Étant donné que le poud vaut environ seize kilos, Ostermeier fait remarquer que Tchekhov a mis dans la pièce une quantité d’amour égale à son propre poids : « Il a donc mis toute sa personne, tout son amour dans cette pièce – mais aussi tous ses questionnements autour de la possibilité de l’amour ». De fait, dans La Mouette, Medvédenko aime Macha, qui aime Constantin Tréplev, qui aime Nina, qui aime Trigorine, qui est l’amant d’Arkadina... La chaîne amoureuse n’est cependant qu’une des figures du manque qui circule entre tous les personnages. Manque d’existence, de perspectives, auquel répond, pour le jeune Tréplev, le besoin d’une vie plus vraie : « Non pas telle qu’elle est », dit-il à l’acte I, « ni telle qu’elle doit être, mais telle qu’elle se représente en rêve ». D’où l’importance de l’art dans cette pièce, où des artistes qui ont réussi – l’actrice Arkadina, l’écrivain Trigorine – croisent des aspirants à la célébrité littéraire (Tréplev) ou scénique (Nina).

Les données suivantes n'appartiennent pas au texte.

Issue #622, opened 2026-07-25
coldStart.firstPtyDataMs varies 3.4x on CI, so the perf gate red-lights at random


openwong2kim:
`coldStart.firstPtyDataMs` swings far enough on CI runners that the gate cannot tell a regression from a quiet runner. It cost five re-runs during the 3.35.0 release today, and a gate that red-lights at random teaches people to re-run rather than look — which is the state where a real regression walks through.

## The clearest evidence: one commit, two runs

`d6c5e981` (the 3.35.0 release commit, which changes four version strings and a CHANGELOG heading — no code at all):

| Attempt | firstPtyDataMs | vs baseline | Result |
| --- | --- | --- | --- |
| 1 | 3038 ms | +151.7% | **FAIL** |
| 2 | 1385 ms | +14.7% | PASS |

Byte-identical tree, same hour, 2.2× apart. Nothing in that commit can reach a cold-start path.

## The spread across today

Every one of these ran on effectively the same code — the deltas between them were security fixes to daemon web/push paths, none of which are on the measured path:

| Commit | firstPtyDataMs | vs baseline (1207 ms) |
| --- | --- | --- |
| `179e4a08` | 889 ms | **−26.3%** |
| `695207cc` | 1367 ms | +13.3% |
| `d6c5e981` (rerun) | 1385 ms | +14.7% |
| `eb67d267` | 2339 ms | +93.8% (FAIL) |
| `d6c5e981` | 3038 ms | +151.7% (FAIL) |

Low to high is **3.4×**. The gate fires above ~2207 ms (`ratio: 1.5` **and** `absMargin: 1000` against a 1207 ms baseline, `scripts/perf-compare.mjs`), which sits inside that range rather than outside it.

Worth noting the metric is *already* median-of-3 within a run (`coldStart run 1/3…3/3` → `coldStart median`). The variance survives the median.

## It is specific, not general

On those same runs the frame metrics were rock solid — `frameBudget.N4/N8` and `hiddenFlood.*.frameDeltaMs` all reported `+0.0%` repeatedly. `inputLatency.echoMs.p95` is milder but also moves (13.6 → 25.1 ms across runs). So this is not "CI is noisy", it is cold start specifically: process spawn, disk, and first-paint timing on a shared runner.

`hiddenFlood.N4/N8.echoMs` are also permanently ~70-80% *below* baseline and have been printing "improved — consider refreshing baseline" for a while, which is its own smaller staleness problem.

## Options

[...]

PR #625, opened 2026-07-25
test(daemon): wait for the pipe server to register a socket, not for 50ms

openwong2kim:
`rotateToken invalidates old token, issues new one, drops connected sockets` timed out on `windows-latest` during the 3.35.0 release, with 8311/8333 otherwise passing, and went green on a plain re-run. Noted as a loose end in #622.

## What was actually wrong

The test, not the server.

`rotateToken()` destroys the sockets in `connectedSockets`, and the server adds a socket to that set inside its own `connection` handler. That is a different event, on the other side of the pipe, from the client's `connect`. The test bridged the two with `setTimeout(50)` — a guess about how far apart they land.

Named pipes have a longer accept path than unix sockets and the Windows leg is the slowest of the three-OS matrix, so that is where the guess loses. When it does: rotation iterates a set that does not yet contain the socket, the connection is never dropped, `await liveClosed` never resolves, and vitest kills the test with an anonymous "timed out in 5000ms" that names nothing.

## The change

Wait for the condition instead of for a duration. The server already exposes everything needed — `getConnectionCount()`, `isConnected`, and in one case the input buffer the assertion itself reads.

Six sites in `DaemonPipeServer.test.ts` had this shape. Only one had failed so far; the rest are the same defect and would fail the same way.

Second commit consolidates: four test files had each defined a byte-identical `waitFor`, so it now lives in `src/test-utils/waitFor.ts` and the three copies are gone. The label defaults to the predicate's own source, which is why the ~21 existing call sites did not have to change — the second argument is still a timeout, and the message improves anyway:

```
waitFor: () => server.getConnectionCount() === 1 did not hold within 4000ms
```

The three copies all threw a bare `waitFor: deadline exceeded`, which put their failures in the same position as the flake that started this.

## Deliberately not done

The same fixed-sleep pattern appears ~68 times across 20 test files. Most are legitimate — waiting out a debounce window, where the time *is* what is under test. Converting them without diagnosing each one would be a speculative rewrite of tests that have never failed. This covers the files that already had the helper, plus the one that needed it.

## Verification

- The four touched suites: 43/43. `DaemonPipeServer.test.ts` run five times, stable.
- Faster, not just sturdier: test time 2.75s → 2.36s locally, matching the ~410ms of fixed sleeps removed.
- Three typecheck configs, and the helper has its own tests — including that a timeout names the condition.

One `no-empty-function` error remains in `SessionPipe.attachSnapshot.test.ts`; it is on `main` already and is left alone.

## Summary by CodeRabbit

* **Tests**
  * Improved asynchronous test reliability by waiting for expected conditions instead of using fixed delays.
  * Added coverage for timeout handling, custom labels, immediate resolution, and readable error messages.
* **Refactor**
  * Consolidated repeated test polling logic into a shared utility with configurable timeouts.

### DIFF
--- a/src/daemon/__tests__/DaemonPipeServer.test.ts
+++ b/src/daemon/__tests__/DaemonPipeServer.test.ts
@@ -11,30 +11,8 @@ import {
   getDaemonAuthTokenPath,
   getLegacyDaemonAuthTokenPath,
 } from '../../shared/constants';
+import { waitFor } from '../../test-utils/waitFor';
 
-/**
- * Wait until `predicate` holds, polling instead of sleeping a fixed span.
- *
- * The server registers a socket inside its OWN `connection` handler, which is a
- * different event on the other side of the pipe from the client's `connect`. A
- * fixed sleep is a guess about how far apart those two land, and on a loaded
- * Windows runner the guess loses — named pipes have a longer accept path than
- * unix sockets, and the Windows leg is the slowest of the three-OS matrix. When
- * it loses, the socket is not in `connectedSockets` yet, so `rotateToken()`
- * iterates a set that does not contain it, the connection is never dropped, and
- * the test hangs until vitest kills it with a bare "timed out in 5000ms".
- *
- * Waiting for the condition itself is both sturdier and faster: no fixed cost on
- * a quick machine, and a named failure instead of an anonymous timeout on a slow
- * one.
- */
-async function waitFor(predicate: () => boolean, label: string, timeoutMs = 4000): Promise<void> {
-  const deadline = Date.now() + timeoutMs;
-  while (!predicate()) {
-    if (Date.now() > deadline) throw new Error(`timed out waiting for ${label}`);
-    await new Promise((r) => setTimeout(r, 5));
-  }
-}
 
 // Helper: generate unique pipe name for each test to avoid conflicts
 function testPipeName(suffix: string): string {
@@ -282,7 +260,7 @@ describe('DaemonPipeServer', () => {
       c1.on('connect', onConn);
       c2.on('connect', onConn);
     });
-    await waitFor(() => server.getConnectionCount() === 2, 'both sockets to register');
+    await waitFor(() => server.getConnectionCount() === 2);
     // While a client is still connected, the disconnect anchor must remain
     // untouched (otherwise the idle window would start during active use).
     expect(server.getLastDisconnectAt()).toBeNull();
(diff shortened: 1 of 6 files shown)


openwong2kim:
## [wmux-hermes] Summary

This PR replaces fixed-duration `setTimeout` sleeps with a condition-based `waitFor` helper in the daemon test suites, fixing a flaky `DaemonPipeServer` test (`rotateToken … drops connected sockets`) that timed out on `windows-latest` during the 3.35.0 release. The root cause was that `setTimeout(50)` raced ahead of the server-side socket registration on a slow runner, so `rotateToken()` iterated a set that did not yet contain the socket and the test hung until the 5000ms vitest kill.

The changes touch six files under `src/daemon/__tests__/` and `src/test-utils/`: a new shared `waitFor` helper (`src/test-utils/waitFor.ts`) with its own test suite, plus `DaemonPipeServer.test.ts`, `SessionPipe.attachSnapshot.test.ts`, `SessionPipe.clientgone.test.ts`, and `SessionPipe.reflux.test.ts` migrated to use it, removing four previously byte-identical inline copies of the same helper.

The improvement matters because the new `waitFor` resolves as soon as the predicate holds instead of paying a fixed delay on every run, and on timeout it names the condition it was waiting for (e.g. `waitFor: () => server.getConnectionCount() === 1 did not hold within 4000ms`) rather than failing with an anonymous "timed out in 5000ms".

openwong2kim:
[wmux-hermes]

This PR replaces fixed `setTimeout` sleeps in daemon pipe-server tests with a condition-based `waitFor` helper, addressing a timeout flake in `DaemonPipeServer.test.ts` where `rotateToken` iterated `connectedSockets` before the server had registered the client socket — on `windows-latest` (the slowest leg of the three-OS matrix) the 50 ms guess lost the race, the socket was never dropped, and the test hung until vitest killed it at 5000 ms with an anonymous error. The changes span `src/daemon/__tests__/DaemonPipeServer.test.ts` (six sites converted) and three `SessionPipe` test files, and a new shared helper at `src/test-utils/waitFor.ts` consolidates four byte-identical `waitFor` copies into one location whose default label is derived from the predicate's own source text so that timeout failures name the condition rather than reporting a bare "deadline exceeded". The PR also adds `src/test-utils/__tests__/waitFor.test.ts` covering immediate resolution, explicit labels, timeout message readability, and bounded label length, and reports the affected suites passing 43/43 with `DaemonPipeServer` stable across five local runs and approximately 150 ms faster from the removed fixed sleeps.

Mais comment aime-t-on ? Et pourquoi écrit-on ? Trigorine se le demande : dans son cas, l’écriture n’a plus rien d’un combat. Elle est une habitude qui lui est nécessaire, une obsession plus ou moins absurde. Quant à cette autre habitude qu’est l’amour... autant aller à la pêche et jouir tout simplement du passage du temps. Nina, fascinée par le « grand écrivain », n’en croit pas ses oreilles, mais c’est pourtant vrai – Trigorine ne partage pas l’admiration qu’elle a pour lui, il n’est pas sensible à cette gloire qui éblouit et attire sa jeune lectrice : ce qu’elle prend pour un sommet sublime, il ne le voit que comme une plaine sans relief, où sa place est d’ailleurs bien modeste.
Là où Trigorine paraît passif et résigné, se bornant à se laisser aimer, Tréplev, lui, voudrait agir, révolutionner l’art théâtral. C’est du moins ce qu’il croit. Plus obscurément, il désire sans doute conquérir définitivement Nina en lui offrant un grand rôle. Mais aussi persuader sa propre mère, Arkadina, qu’elle n’est pas la seule à avoir un don dramatique – et que le talent littéraire de son fils vaut bien celui de son amant... Chez lui, l’ambition littéraire qui paraît tant faire défaut à Trigorine est inextricablement liée à des motifs très personnels. Mais ses différents besoins de reconnaissance – familiale, érotique, sociale, esthétique – se laissent-ils réconcilier ? La résolution des rivalités plus ou moins inconscientes qu’ils impliquent est-elle possible ? Et si vraiment Trigorine occupe un peu pour Tréplev la place du père, comment tuer un père si fantomatique qui jamais n’engage le combat et paraît ne séduire qu’à son corps défendant ?
La vraie vie manque, et avec elle la vraie justice. Car Trigorine ne rêve pas, mais fait rêver ; et Tréplev rêve, mais ne fait pas rêver. Quant à Nina, il ne dépend pas d’elle d’accorder son rêve au réel. Il ne dépend même pas d’elle de l’oublier...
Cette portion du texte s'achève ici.